Exactly the lines from the opening of the data through the line containing "- https://travis-ci.org/capistrano/sshkit/jobs/82688897" should be reproduced, please, with nothing added.

Stored items:
::::::::
PR #285, opened 2015-09-29
add SSHKit::Backend::ConnectionPool#close_connections

akm:
If sshkit is used not in capistrano but in a daemon, SSH connections are kept in CollectionPool. But there is  no method to close them explicitly, so I added SSHKit::Backend::ConnectionPool#close_connections method to close them.

Suppressed net-ssh version `< 3.0.0` to prevent installing error on ruby 1.9.2 and 1.9.3.
- https://travis-ci.org/capistrano/sshkit/jobs/82688897
- https://travis-ci.org/capistrano/sshkit/jobs/82688898

### DIFF
--- a/CHANGELOG.md
+++ b/CHANGELOG.md
@@ -5,6 +5,9 @@ appear at the top.
 
 ## `master` (Unreleased)
 
+  * add SSHKit::Backend::ConnectionPool#close_connections
+    [PR #285](https://github.com/capistrano/sshkit/pull/285)
+    @akm
   * Add your entries below here, remember to credit yourself however you want
     to be credited!
   * Clean up rubocop lint warnings
--- a/lib/sshkit/backends/connection_pool.rb
+++ b/lib/sshkit/backends/connection_pool.rb
@@ -33,7 +33,6 @@ module SSHKit
       def close_connections
         @mutex.synchronize do
           @pool.values.flatten.map(&:connection).uniq.each do |conn|
-            $stdout.puts conn.inspect
             if conn.respond_to?(:closed?) && conn.respond_to?(:close)
               conn.close unless conn.closed?
             end
--- a/lib/sshkit/backends/connection_pool.rb
+++ b/lib/sshkit/backends/connection_pool.rb
@@ -30,6 +30,18 @@ module SSHKit
         end
       end
 
+      def close_connections
+        @mutex.synchronize do
+          @pool.values.flatten.map(&:connection).uniq.each do |conn|
+            $stdout.puts conn.inspect
+            if conn.respond_to?(:closed?) && conn.respond_to?(:close)
+              conn.close unless conn.closed?
+            end
+          end
+          @pool.clear
+        end
+      end
+
       def flush_connections
         @mutex.synchronize { @pool.clear }
       end
--- a/sshkit.gemspec
+++ b/sshkit.gemspec
@@ -17,7 +17,7 @@ Gem::Specification.new do |gem|
   gem.require_paths = ["lib"]
   gem.version       = SSHKit::VERSION
 
-  gem.add_runtime_dependency('net-ssh',  '>= 2.8.0')
+  gem.add_runtime_dependency('net-ssh',  '>= 2.8.0', '< 3.0.0')
   gem.add_runtime_dependency('net-scp',  '>= 1.1.2')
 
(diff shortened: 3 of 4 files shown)


akm:
@ppp0 I modified the dependency to use '~> 2.8' and it works. Thank you.

ppp0:
Excellent, I'm glad, thank you very much!

leehambley:
That seems lke a strange way to fix things, we don't want to get stuck on obsolete Net-ssh, I would have been happy to merge the original, but with this locking to an old version, I can't really. Happy to see the tests having passed.

ppp0:
@leehambley As far as I understand `~> 2.8` will install up to `2.9.x` the last version requiring ruby 1.9 - Obsolete in what sense? `3.x` is a major step forward and requires `ruby >=2.0` which breaks my capistrano install and very likely a lot more gems that depend on ssh-kit.

To mitigate this, it would probably be good to tag a major version for ssh-kit, too, so that dependent libraries can reliably pin the version.

leehambley:
Thanks we should probably force `~> 2.8.x` then, where `x` is whatever was most recently released. I saw that Net::SSH was making a move towards requiring Ruby 2.0, I could imagine us doing the same, I'd need to check what we do about Net::SSH, and what if any API changes over there warrant a forced minimum Ruby version.

ppp0:
I personally would stick with `~> 2.8` as it covers all releases up to `2.9.x`
If you look at https://github.com/net-ssh/net-ssh/releases, there is only one `2.8.0` release. `3.x` is the breaking point, ie when ruby >=2.0 is required

akm:
hi @leehambley

 I think there are 6 options about this:

dependency       | ruby-1.9.2,1.9.3,2.0.0,2.1.2.2.2 | ruby-2.0.0,2.1.2.2.2
-----------------|----------------------------------|----------------------------
net-ssh >= 2.8.0 | [A] Failure because net-ssh-3.0.1 requires ruby >= 2.0.0 | [D] Success
net-ssh ~> 2.8.x | [B] Success (*1)                  | [E] Success (*1)
net-ssh ~> 2.8   | [C] Success                       | [F] Success

*1 It doesn't support net-ssh-2.9.x and 2.10.x according to http://guides.rubygems.org/patterns/#declaring-dependencies

I recommend [C] because it is the most extensive support for ruby and net-ssh.

mattbrictson:
Ruby 1.9.3 has been removed from the Travis matrix, so the original form of this PR (without the net-ssh pin) should now pass CI checks.

@akm Perhaps you could rework this PR to remove the gemspec change?

ppp0:
@mattbrictson apologies, I was asking to pin the version because without, I will have a couple of things depending upon this that will break. Is it an unavoidable technical need to require ruby 2 here? Don't tests pass with versions pinned for ruby 2, too?

akm:
@mattbrictson I did. Is this alright?

ppp0:
>support for ruby 1.9 was dropped
:cry:

leehambley:
> support for ruby 1.9 was dropped

To clarify Net-SSH 3.x drops support for 1.9, and since we don't want to force people to use an older version of net-ssh (security, and our general policy on being liberal-to-a-fault with our dependency version requirements) - if *you* choose to lock Net-SSH at 2.x in your Gemfile, Cap and SSHKit will continue to work on 1.9 for the for seeable future. (at least 12 months past the [Ruby 1.9 EOL](https://www.ruby-lang.org/en/news/2014/01/10/ruby-1-9-3-will-end-on-2015/)). I'll document some of this in our README, or at least in the release notes.

Frankly we'd love to be able to use [keyword arguments](https://robots.thoughtbot.com/ruby-2-keyword-arguments), and [`Module#prepend`](http://gshutler.com/2013/04/ruby-2-module-prepend/) amongst other things. So eventually 1.9 support will have to go, but it's more a question of practicality.

mattbrictson:
Also, the fact that Bundler resolves net-ssh to 3.x on Ruby 1.9 (thereby leading to an error) is due to a limitation of the current Bundler/rubygems. If all goes well [it will be fixed soon](https://github.com/bundler/bundler/issues/4046).

leehambley:
Thanks for linking that issue Matt, so I feel vindicated in dropping the
1.9 suite, even if we don't explicitly require 1.9 yet. I'll add a note to
the SSHKIt and cap readmes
::::::::
RESPONSE TO THIS TASK
PR #285, opened 2015-09-29
add SSHKit::Backend::ConnectionPool#close_connections

akm:
If sshkit is used not in capistrano but in a daemon, SSH connections are kept in CollectionPool. But there is  no method to close them explicitly, so I added SSHKit::Backend::ConnectionPool#close_connections method to close them.

Suppressed net-ssh version `< 3.0.0` to prevent installing error on ruby 1.9.2 and 1.9.3.
- https://travis-ci.org/capistrano/sshkit/jobs/82688897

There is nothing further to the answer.